一直都只是语萱凭着记忆在前面带路,小菁越发想不明白,为什么龙全之会说那个地方只有她才能去得到呢?此刻看来,语萱不是比自己更认得路吗?自己尝且还在黑暗里找不到方向,语萱却已经可以把曾经无意间走过的路线记得那么清楚。
“到了,就是这里了……”突然的,听到语萱沉声说到,四人纷纷停住脚步,不约而同地向着语萱所指的方向看去,借助四支电筒的光线,依稀可以看得到,前方赫然只是一片看不到尽头的黑色沼泽潭,哪来什么天府小镇的影子?就连半砖半瓦也看不到。
“小菁,过来……”龙全之盯着沼泽,向小菁招招手,示意她走到最前面来。小菁狐惑之下,还是依言走了过去,刚走到沼泽岸沿,突觉头顶微微一痛,惊愕地回头看去,竟看到龙全之完全不需要经得她的同意,便象拔鸡毛一样硬生生扯下她的几缕发丝,扯得她头皮一阵生痛。
纳闷又懊恼地瞪着他,正想张口质问,左手却已被语萱毫无征兆地一把捉住,瞥眼时,竟看到她手里不知何时拿着一把明晃晃的小刀,顿感吓了一跳,又惊又怕,不知她要对自己做什么,急忙用力挣扎,但,语萱手上的力度很大,根本不容她挣开。
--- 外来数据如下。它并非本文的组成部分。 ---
PR #273, opened 2017-12-04
overflow intrinc can only be an argument of extractvalue instruction

jubitaneja:


regehr:
wouldn't it be easier to do everything in one place at Parser.cpp:507?

jubitaneja:
Oops! I need to handle this for phi instruction as well. Updating my patch now.

lib/Parser/Parser.cpp
```diff
@@ -1132,6 +1159,23 @@ bool Parser::parseLine(std::string &ErrStr) {
...
+          case Inst::SAddWithOverflow:
+          case Inst::UAddWithOverflow:
+          case Inst::SSubWithOverflow:
+          case Inst::USubWithOverflow:
+          case Inst::SMulWithOverflow:
+          case Inst::UMulWithOverflow:
+            OverflowFlag = true;
+            break;
+          default:
+            OverflowFlag = false;
```
regehr: this is already false so I don't think you need to set it

jubitaneja:
Updated. Thanks.

regehr:
this is too many repetitions of the same case statement, the overflow check needs to be factored out into a separate function

regehr:
also if there's only one case you don't really want a switch

jubitaneja:
Sure, I will fix the code. Thanks.

lib/Parser/Parser.cpp
```diff
@@ -386,6 +387,14 @@ Inst *Parser::parseInst(std::string &ErrStr) {
   }
 }
 
+bool Parser::isOverflow(Inst::Kind IK) {
+  if (IK == Inst::SAddWithOverflow || IK == Inst::UAddWithOverflow ||
```
regehr: you don't need an "if" in this kind of function, just return the result of the or-expression

lib/Parser/Parser.cpp
```diff
@@ -576,10 +592,19 @@ bool Parser::typeCheckInst(Inst::Kind IK, unsigned &Width,
...
   // ExtractValue instruction is an index value. We don't type check
   // the operands width as the two elements vary in width.
-  if (IK != Inst::ExtractValue)
+  if (IK != Inst::ExtractValue) {
     if (!typeCheckOpsMatchingWidths(OpsMatchingWidths, ErrStr))
       return false;
 
+    for (auto Op : Ops) {
+      if (isOverflow(Op->K)) {
+        ErrStr = std::string("overflow intrinsic cannot be an operand of ") + Inst::getKindName(IK) +
```
regehr: I don't think both of these explicit casts to std::string are needed

jubitaneja: It does give build error if I don't typecast explicitly. For the other one, which doesn't combine multiple strings, I don't need typecast. I have fixed that.

regehr:
LGTM

PR #274, opened 2017-12-06
propagate LLVM_PROFILE_FILE environment variable into tests

regehr:


regehr:
merging as trivial and obvious

PR #276, opened 2017-12-21
argh, DemandedBits needs a default value or else it doesn't work to

regehr:
create custom Souper LHSs from scratch, as we want to do in the
Solver, this was causing ugly wrong behaviors

I think this fixes an issue Raimondas and I were having


jubitaneja:
LGTM. Thanks.

Issue #252, opened 2017-10-26
Don't synthesize a component with all constant inputs


rsas:
The synthesis of the following snippet fails at the moment:

```
%0 = block 3
%1:i32 = var
%2:i32 = and 1:i32, %1
%3:i1 = eq 0:i32, %2
blockpc %0 0 %3 1:i1
blockpc %0 1 %3 0:i1
%4:i32 = and 2:i32, %1
%5:i1 = eq 0:i32, %4
blockpc %0 1 %5 1:i1
blockpc %0 2 %3 0:i1
blockpc %0 2 %5 0:i1
%6:i32 = or 1:i32, %1
%7:i32 = and 4294967292:i32, %1
%8:i32 = or 2:i32, %7
%9:i32 = phi %0, %6, %8, 0:i32
%10:i32 = and 3:i32, %9
infer %10

;%11:i32 = add %1, 1:i32
;%12 = and %11, 3:i32
;result %12
```

```
souper-check $SOUPER_SOLVER -infer-rhs -souper-infer-inst -souper-synthesis-comps=const,const,and,add -souper-synthesis-debug-level=3 add_final.opt
```

I see a number of candidates similar to this:

```
candidate:
%26:i32 = and 0:i32, 4013932537:i32
result %26
```

This is not ok, because no component should have inputs consisting only of constants.

rsas:
Done.

PR #277, opened 2017-12-29
No candidates shall contain all operands as constants (refs #252)

rsas:


lib/Infer/InstSynthesis.cpp
```diff
@@ -1244,6 +1293,16 @@ bool InstSynthesis::isWiringInvalid(const LocVar &Left, const LocVar &Right) {
           InvalidWirings.count(std::make_pair(Right, Left)));
 }
 
+bool InstSynthesis::isInputConst(const LocVar &Loc) {
+  if (Loc.first != 0)
+    return false;
+
+  if (!LocInstMap.count(getLocVarStr(Loc, CONST_PREFIX)))
```
regehr: I think this statement would be better written as "return LocInstMap.count(getLocVarStr(Loc, CONST_PREFIX) != 0;"

regehr:
besides the one comment, LGTM, please squash and merge

lib/Infer/InstSynthesis.cpp
rsas: Sure. The statement is ugly anyway, the data structures in synthesis "evolved" over time and are far away from being well-designed.

Issue #93, opened 2017-08-08
Document logging levels


PatrickMassot:
Somewhere in the documentation, in some section intended for people who want to contribute to plasTeX or write a new renderer, we should document ``plasTeX/plasTeXrc``. As far as I understand, this is the only place where changing the log levels has any chance to have any impact. Indeed, the main script gets a logger instance before reading any other configuration file and it seems it is then too late to adjust log levels (but I'd be very happy to be proven wrong).

I realized this is not documented when I wanted to point it out to people involved in the effort to use plasTeX for the new [Stacks project](http://stacks.math.columbia.edu/) website, currently going on [here](https://github.com/pbelmans/plastex/tree/gerby)

PR #98, opened 2017-08-12
Python package for debugging purposes

PatrickMassot:
This is a package that I've been using for a while. But discussions with the stacks project people convinced me I should share it. This package introduces a couple of commands for debugging purposes:
* a command to set logging levels like ``\setloglevel{parse.definitions}{DEBUG}`` (related to issue #93)
* a package argument ``\usepackage[post_parse_trace]{debugplastex}`` which drops into a debugger after parsing.
* a command ``\settrace`` to drop into a debugger during parsing.

I wanted to write documentation for this, but I couldn't decide which chapter to put it.

### DIFF
--- a/plasTeX/Packages/debugplastex.py
+++ b/plasTeX/Packages/debugplastex.py
@@ -1,0 +1,35 @@
+import pdb
+
+from plasTeX import Command
+from plasTeX.Logging import getLogger
+
+
+class settrace(Command):
+    def invoke(self, tex):
+        document = self.ownerDocument
+        config = document.config
+        context = document.context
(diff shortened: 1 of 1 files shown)


kesmit13:
This one is pretty interesting.  I'd never thought of doing that.

PatrickMassot:
Do you have any opinion about where to explain this in the documentation?

kesmit13:
I'd say either add it as a FAQ entry (even though it's not asked that often), or add another appendix.

PatrickMassot:
Ok, I'll do that in the near future.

站在后面的方以文急步走过来,却被龙全之一手拦住,皮笑肉不笑地说道:“稍安勿燥,如果不这样,我们都去不了那里,相信我。”说时迟那时快,语萱手上的小刀已经不由分说的在小菁手腕上轻轻一划,立马划出一道触目惊心的血痕,紧接着,更是毫无怜惜地捏了捏她流着血的手,好让血流得更快些,小菁只能眼睁睁地看着自己的血滴入沼泽里去,此时此刻,无疑就是强行被割腕放血,希望不会因为失血过多而死吧。
龙全之弯下身子把扯到的那些发丝放入沼泽中,口中念念有词地说道:“血为凭,发为记,故人来访,开……”
鲜血和发丝很快的,都没入在黑沉沉的沼泽里去,就在这时,突然的,竟隐约看到原本一片沉寂的沼泽,微微发生了一些变化,似乎正有着一些什么东西快速地想破污泥而出,数量很多,凡眼睛所能看得到的地方都有蠕动的积象。
不稍一会,竟看到无数的草尖儿已从污泥中冒出头来。原来,是杂草在萌芽,但,这成长速度也太惊人了吧,快得很是异常,就象是在电视上看到的植物纪录片中,把植物也许需要一个月或几天的成长过程剪辑成短短的几秒。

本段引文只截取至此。